New Felixstowe-Midlands canal will ease road congestion


By Jon Sergeant

A new canal, Britain’s first for more than 100 years, will link Felixstowe to the Midlands to solve Suffolk’s crippling road congestion.

The waterway, to be called the Suffolk Floater, will run special barges adapted to take containers traditionally used on heavy goods vehicles.

It will wipe out the need for most of the lorries clogging up the A12 to London and the A14 towards the Midlands – and it will slash the number of freight trains that impede commuter services to the capital every day.

The canal will cost a billion pounds, but by using zero hours contracts and migrant workers, ministers expect to come in under budget. They also believe that cash benefits from waterways leisure tourism will help recoup most of the cost in the future.

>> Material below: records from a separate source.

PR #1636, opened 2021-03-27
Remove escape character

ericgaspar:
- Remove escape character for NodeJS helper

I'm not sure if this is the correct way to correct it as this document seems to be auto-generated ...


tituspijean:
Yup indeed, it is [generated](https://yunohost.org/en/contribute/write_documentation#special-pages) from the comments preceding the [helper definition](https://github.com/YunoHost/yunohost/blob/adc83b4c9c2c30e9ef75f3609c538b646f91f1db/data/helpers.d/nodejs#L29). The text over there looks alright though, so I guess it is a bug with the generation script.

PR #1643, opened 2021-04-05
Update apps_wishlist.md

ericgaspar:
- *Add Photostructure and PicApport to the wishlist*


alexAubin:
Sounds like Photostructure ain't free software tho https://github.com/photostructure/photostructure-for-servers/blob/main/LICENSE.md :/

PR #1679, opened 2021-05-14
Note about smtp.relay.password and ASCII only

jedie:
See also: https://github.com/YunoHost/issues/issues/1800


zamentur:
Thanks for your contribution

PR #1683, opened 2021-05-21
Update security.md to use ssh port setting

tituspijean:


tituspijean:
Let's maybe update the SSH keys doc, too?

noo1ang8:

Huge environmental benefits have further persuaded the Government that the canal is the way forward.

The canal will start at Felixstowe Port and head alongside the A14 towards Ipswich, then out past Stowmarket, Bury and Newmarket to Cambridge.

From there is heads to Northampton, where it will connect to the existing UK canal network, enabling the barges to head north, continue to the West Midlands, across to London or the South West.

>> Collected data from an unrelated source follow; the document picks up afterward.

PR #1684, opened 2021-05-23
packaging_app_helpers language reworked

comradekingu:
Makes it easier, but I will have made some mistakes, so unfortunately it all needs to be reviewed carefully.
There are a bunch of missing ending dots, but that is not the problem we have.

---

**Didn't understand or problematic**:

. And so for    'pm.start_servers',      

fi Requires YunoHost version 4.1.2 or higher.`     

psql  ## is this PostgreSQL, or the front-end software for it?

global settings ## I never like this. Program-wide or system-wide settings?
global variables   ## same thing.

call this script in install and restore scripts.  ## in "install and restore scripts" section?

String that will replace matches    ##  Exact match to replace?

Underscorify the string (replace - and . by _)   ## Wouldn't that underscorify it?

Special terminals built along the route will allow lorries to take containers off the barges to allow an onward journey to destinations away from the canal system.

The Suffolk Gazette understands that the transport industry was concerned about the time it would take for a container to travel along the canal at 4mph.

But once shown the cost benefits, and upon being told the British Waterways Authority would raise the speed limit to 6mph, they have signed up to the plan.

The canal will be completed in just three years since there will be no need for locks to be built in the flat landscape.

A government insider said: “The solution to Suffolk’s transports woes is a simple yet radical one. We’ll turn the clock back more than 100 years and use the water like the Victorians did, embracing a cheaper and more environmentally-friendly mode of transport.

“This will free up the region’s clogged roads, and leave railway lines for passenger rather than freight.

“And in doing so we’ll create hundreds of construction jobs – then enjoy a growth in leisure businesses along the whole stretch from Felixstowe to Northampton.”

A study of the proposed route shows some houses will need to be raised on stilts to allow the canal to run underneath.

One of those likely to affected is Bert Weedon of Bramford, near Ipswich. He said: “I don’t mind. Having a canal running underneath the house will be a big selling point.

“Plus with stilts we’ll have brilliant views from the living room.”

The news is the second big transport boost for Suffolk in weeks, after the Suffolk Gazette revealed a new tube line was being built from London to Ipswich. It could also mean the proposed 20mph speed limit on the A12 could be axed.